Economia, por seu turno cada vez mais capital-intensiva porque mais dependente da tecnologia, seguindo a lógica do capitalismo, na sociedade (subordinada à economia) de mercado em que vivemos.
Estamos assim encerrados num sistema fechado que se reforça numa regulação em tendência que, começando pelos elos mais fracos pode conduzir, pela lei dos rendimentos marginais decrescentes, ao colapso da nossa sociedade que, por este caminho, só poderá esperar pelos bárbaros.
Não defendo que percorremos caminhos tão perigosos por uma inevitabilidade da Natureza.
Mas por que queremos ir por aqui?
O que nos impele?
O que perseguimos?
Será o mito prometeico?
O Mito da Máquina, de Lewis Mumford?
A Hubris, de Gregory Bateson?
Uma desmedida ambição estimulada pelo sucesso? Sede de poder?
Tudo explicações do domínio da ψυχή, da psyche colectiva, pois se trata de um processo, de uma efabulação, de uma construção mental de dimensão social.
Os racionalistas ficarão insatisfeitos com esta explicação que passa para o domínio obscuro da mente, em que moram emoções e sentimentos, o mito, o sagrado...
Mas será a vida inteiramente racional, determinada?
Não tem a vida uma dimensão criativa, poética que pode correr mal... mas também capaz de revelar saídas surpreendentes?
Estou em crer que sim!

Wednesday, May 16, 2012

Desemprego

Let man take over *
O aumento do desemprego está na ordem do dia.
Há explicações que entretecem fragilidades nossas, antigas, com bons alunos de maus professores e políticas europeias de austeridade que provocam recessão económica e anti-inflacionistas que favorecem o desemprego. Há, evidentemente, na Europa e nos Estados Unidos, o desemprego provocado pelas deslocalizações na restrita e fria lógica empresarial de custos-benefícios, em que figuram os custos do trabalho.
Mas há uma outra ordem de razões mais profunda e, por isso mais preocupante, para os que não acreditam na absoluta bondade do progresso e que se pode colocar nos seguintes termos:
É compreensível que a comoditização do trabalho humano, na lógica capitalista acoplada à eficiência tecnológica, conduza à imparável redução dos custos do trabalho e, finalmente, ao desemprego tecnológico.

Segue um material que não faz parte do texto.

PR #953, opened 2022-08-19
add oss as default environment 

Dotunj:


jirevwe (approved):

config/config.go
```diff
@@ -159,9 +159,8 @@ type TypesenseConfiguration struct {
 }
 
 const (
-	envPrefix string = "convoy"
-
-	DevelopmentEnvironment string = "development"
+	envPrefix              string = "convoy"
+	OSSEnvironment         string = "oss"
```
Subomi, line 163: @Dotunj We should still have `DevelopmentEnvironment` for local dev, right?

Subomi (approved):

PR #981, opened 2022-08-29
fix endpoint notification email bug

### LINKED ISSUE #971: [BUG] Endpoint notification email is being sent multiple times
When re-activating an endpoint, instead of an email to be sent once, it is sent multiple times to the application's support email.

Dotunj:
Resolves #971


jirevwe (approved):

Subomi (changes requested):
@Dotunj Is it possible to write a test case to expose this bug?

Subomi (approved):

PR #988, opened 2022-08-31
fix middleware layer for app portal

Dotunj:


Subomi (changes requested):
@Dotunj Here as well, is it possible to write tests against the app portal routes to expose the bug?

Subomi (approved):

jirevwe (approved):

PR #992, opened 2022-09-06
updated event deliveries with cli icon

Oluwadaminiola:


jirevwe (approved):

horlah:
@Oluwadaminiola The identifier was added for event deliveries alone; doesn't the API doesn't return `device_id` for events?

PR #1003, opened 2022-09-09
Update subscriptions form

Oluwadaminiola:


web/ui/dashboard/src/app/private/components/create-subscription/create-subscription.component.html
```diff
@@ -62,7 +64,7 @@ <h2 class="font-semibold flex items-center mb-20px mt-30px">
 			<div class="grid grid-cols-2 gap-x-6" formGroupName="retry_config">
 				<convoy-select [options]="retryLogicTypes" name="type" formControlName="type" label="Mechanism" placeholder="Select mechanism"></convoy-select>
 
-				<convoy-input type="text" name="retry-logic-duration" formControlName="duration" label="Duration" placeholder="e.g 3s"></convoy-input>
+				<convoy-input type="text" name="retry-logic-duration" formControlName="duration" label="Duration" placeholder="e.g 3"></convoy-input>
```
horlah, line 67: I'm concerned about the change here. How will the user understand the unit to attribute to duration?
Will it be in minutes or seconds?

Can we use a tooltip to describe it or a more descriptive placeholder? @Oluwadaminiola

Oluwadaminiola: yes, I'll update this as there's still a slight change to be made

Dotunj (approved):

PR #1006, opened 2022-09-12
Refactor Store Dependency

Subomi:


datastore/mongo/application.go
```diff
@@ -154,24 +138,24 @@ func (db *appRepo) SearchApplicationsByGroupId(ctx context.Context, groupId stri
 	}
 
 	filter := bson.M{
-		"group_id":        groupId,
-		"document_status": datastore.ActiveDocumentStatus,
```
jirevwe, line 158: Was there a reason we are filtering out deleted groups any more?

datastore/mongo/event.go
```diff
@@ -164,18 +163,23 @@ func (db *eventRepo) FindEventByID(ctx context.Context, id string) (*datastore.E
 }
 
 func (db *eventRepo) FindEventsByIDs(ctx context.Context, ids []string) ([]datastore.Event, error) {
-	m := make([]datastore.Event, 0)
+	ctx = db.setCollectionInContext(ctx)
+
+	var event []datastore.Event
 
-	filter := bson.M{"uid": bson.M{"$in": ids}, "document_status": datastore.ActiveDocumentStatus}
+	filter := bson.M{"uid": bson.M{"$in": ids}}
```
jirevwe, line 170: If we remove the document status filter, won't it also return deleted records?

datastore/mongo/application.go
Subomi: @jirevwe I think it should be implicit. I made it the responsibility of the store. But there are several inconsistencies, some store methods add this scope others rely on the Caller to do set it. To achieve consistency, I think we should do it in another refactor PR.

datastore/mongo/event.go
Subomi: Yeah, similar issue.

danvixent (approved):

PR #1391, opened 2024-05-14
Fixed missing event for server session removal

mopsiok:
There was one place in the code, where server session was closing, but no event about that was generated. When any dynamically allocated app_data was attached to that session, it couldn't be freed properly, causing memory leaks. This PR fixes that.


mrdeep1:
Thanks for finding, fixing and reporting this.

PR #1399, opened 2024-05-17
Fix to cmake build for wolfssl dtls backend

fj-blanco:
The change to `cmake_coap_config.h.in` solves the
following issue: when building with cmake the
functions at `coap_notls.c` were being compiled.


CMakeLists.txt
```diff
@@ -561,6 +561,7 @@ if(ENABLE_DTLS)
     set(WITH_TINYDTLS OFF)
     set(WITH_MBEDTLS OFF)
     set(WITH_OPENSSL OFF)
+    set(WITH_WOLFSSL OFF)
```
mrdeep1, line 564: This change needs to be made to CMakeLists.txt.in as well.

mrdeep1 (changes requested):

CMakeLists.txt
mrdeep1: If you could squash this into one commit, that would be great.

mrdeep1 (approved):

mrdeep1:
Thanks for finding this and creating a fix.

PR #1400, opened 2024-05-17
Contiki-NG: Fix compilation error "implicit declaration of strncasecmp"

kkrentz:
My compiler complained about the implicit declaration of `strncasecmp` in `coap_dtls.c`. I did not pinpoint the commit that introduced this problem. Contiki-NG did not include `strings.h` anyway.


mrdeep1:
Thanks for fixing this.

PR #1424, opened 2024-05-28
coap_net: Fix preprocessor guard

kkrentz:
A preprocessor guard in `coap_net.c` does not take effect since it is misspelled.


mrdeep1:
Thanks for catching this.

PR #1495, opened 2024-08-12
coap_proxy.c: Fix error "'.*' expects argument of type 'int'"

kkrentz:
Adds a cast to int in order to avoid a compilation error on an embedded target.


mrdeep1:
Thinks for fixing this.

PR #1496, opened 2024-08-12
Contiki-NG: Fix coap_resolve_address_info

kkrentz:
`addr_ip` was declared as a pointer, but sometimes not used in this manner.

### DIFF
--- a/src/coap_address.c
+++ b/src/coap_address.c
@@ -729,23 +729,17 @@ coap_resolve_address_info(const coap_str_const_t *address,
 #elif defined(WITH_CONTIKI)
 
 #include <os/net/ipv6/uiplib.h>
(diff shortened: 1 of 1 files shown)


mrdeep1:
Thanks for this fix.

It would be great if `coap_resolve_address_info()` could also resolve DNS provided names, but I have no idea as to how to do that in Contiki-NG.

kkrentz:
Contiki-NG provides the `resolv` module. However, it may return `RESOLV_STATUS_RESOLVING` and provide the result later. This makes it difficult to use it here. Another complication is that modules are not usually compiled and only added on demand.

mrdeep1:
Thanks for the feedback re `resolv`.  I'll ignore doing this for now.

PR #1521, opened 2024-09-17
Improve MTU Handling

kkrentz:
The main issue that this PR solves is that on Contiki-NG one can create PDUs that will not fit in the uIP buffer. The problem is that the value of `COAP_DEFAULT_MAX_PDU_RX_SIZE` is incorrect and a check in `coap_pdu_init` is also flawed. On LWIP, there seems to be an analogous problem.


include/coap3/coap_pdu_internal.h
```diff
@@ -75,9 +75,9 @@
 
 #ifndef COAP_DEFAULT_MAX_PDU_RX_SIZE
 #if defined(WITH_LWIP)
-#define COAP_DEFAULT_MAX_PDU_RX_SIZE (COAP_MAX_MESSAGE_SIZE_TCP16+4UL)
+#define COAP_DEFAULT_MAX_PDU_RX_SIZE (COAP_MAX_MESSAGE_SIZE_TCP16)
```
mrdeep1: I think the original is still correct - it defines the maximum space for TCP (16) data (including tokens, options etc) within the PDU as well as the CoAP header being added on.

mrdeep1 (commented):
Thanks for this.  Other than I think the LwIP original code is correct, the commits need to be squashed into a single commit.

include/coap3/coap_pdu_internal.h
kkrentz: I see. I got confused by the `assert(size <= COAP_DEFAULT_MAX_PDU_RX_SIZE);` in `pdu_init`. So, only `pdu_init` needs fixing.

mrdeep1: Yes, I had to think things carefully through!

PR #1530, opened 2024-10-10
coap_join_mcast_group_intf: fix interface selection on windows

anyc:
On the Windows platform, a set `ifname` parameter of the `coap_join_mcast_group_intf` function is only used for debug output. Only if it is `NULL`, the interface which should join a multicast group is derived from the bind address. So, setting the `ifname` parameter on the windows platform is counterproductive.

With this patch, `ifname` is always set to `NULL` on the windows platform and libcoap can try to derive the interface from the bind address.

### DIFF
--- a/src/coap_net.c
+++ b/src/coap_net.c
@@ -4706,7 +4706,14 @@ coap_join_mcast_group_intf_lkd(coap_context_t *ctx, const char *group_name,
       }
     }
   }
-#endif /* ! _WIN32 */
+#else /* _WIN32 */
+  /*
+   * On Windows this function ignores the ifname variable so we unset this
+   * variable on this platform in any case in order to enable the interface
+   * selection from the bind address below.
+   */
+  ifname = 0;
+#endif /* _WIN32 */
 
   /* Add in mcast address(es) to appropriate interface */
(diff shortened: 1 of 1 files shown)


src/coap_net.c
```diff
@@ -4706,6 +4706,13 @@ coap_join_mcast_group_intf_lkd(coap_context_t *ctx, const char *group_name,
       }
     }
   }
+#else /* ! _WIN32 */
```
mrdeep1: We are entering a section where _WIN32 is defined, so `!` is confusing

src/coap_net.c
```diff
@@ -4706,6 +4706,13 @@ coap_join_mcast_group_intf_lkd(coap_context_t *ctx, const char *group_name,
...
+  /*
+   * On Windows this function ignores the ifname variable so we unset this
+   * variable on this platform in any case in order to enable the interface
+   * selection from the bind address below.
+   */
+  ifname = 0;
 #endif /* ! _WIN32 */
```
mrdeep1: Likewise, this is the end of the _WIN32 section, so `!` should be removed.

mrdeep1 (commented):
Minor documentation tidy up - otherwise this looks good to me.

mrdeep1:
Thanks for doing this.

PR #382, opened 2025-02-20
Add health check endpoint

nuwang:
Currently, there is no endpoint that can be queried to indicate a running pulsar. This makes it difficult for us to add liveness and readiness probes for the pulsar helm chart.


mvdbeek:
Thank you @nuwang!

PR #387, opened 2025-03-27
Add a deploy CI workflow

nsoranzo:
Will need [trusted publishing](https://docs.pypi.org/trusted-publishers/adding-a-publisher/) to be enabled on the 2 PyPI projects.


mvdbeek:
Worked like a charm, thank you @nsoranzo!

No fim da história teremos uma sociedade maquinista, constituida por uma classe possidente de ricos e por "robots". Um cenário recorrente na ficção científica.
Encetámos, mais uma vez, essa distópica caminhada há cerca de trinta anos com os "mercados" a tomarem conta da sociedade, seguindo a lógica do capitalismo, nu e cru, agora sem o freio moral, uma vez abandonado o keynesianismo e afastado o espectro do comunismo soviético.
Estaremos "condenados à morte" se não mudarmos de rumo, subordinando os "mercados" à sociedade e, nesse sentido moral, pondo a tecnologia ao serviço de uma vida melhor para todos nós.
Nos passados anos trinta , Bertrand Russel contrapôs à "parábola" da fabrica de alfinetes de Adam Smith, centrada na eficiência ao serviço do mercado, a sua fábrica de alfinetes orientada para uma vida melhor.
A história, contada por Herman Dally, é a seguinte:
Suponhamos que, a dada altura, um certo número de pessoas, se mete a fabricar alfinetes. Fazem tantos alfinetes quantos os necessários no mundo, trabalhando (digamos) oito horas por dia. Alguém inventa entretanto um processo de divisão do trabalho pelo qual, o mesmo número de pessoas faz o dobro dos alfinetes no mesmo tempo. Mas o mundo não necessita do dobro dos alfinetes. Os alfinetes são já tão baratos que dificilmente se conseguem comprar mais baratos. Num mundo sensato, todos os que se dedicavam ao fabrico de alfinetes passariam a trabalhar quatro horas em vez de oito e tudo o mais continuaria como dantes. Mas no mundo actual isso seria considerado desmoralizador. Os homens continuarão a trabalhar oito horas, haverá alfinetes demais, alguns empresários irão à falência e metade dos homens que trabalhavam no fabrico de alfinetes irão para o desemprego. No final da história, haverá os mesmos "tempos livres" nos dois casos, mas no segundo caso metade dos homens estará sem trabalho e a outra metade estará sobrecarregada. Desta forma, o inevitável "tempo de ócio" causará miséria por todo o lado, em vez de constituir uma fonte universal de felicidade.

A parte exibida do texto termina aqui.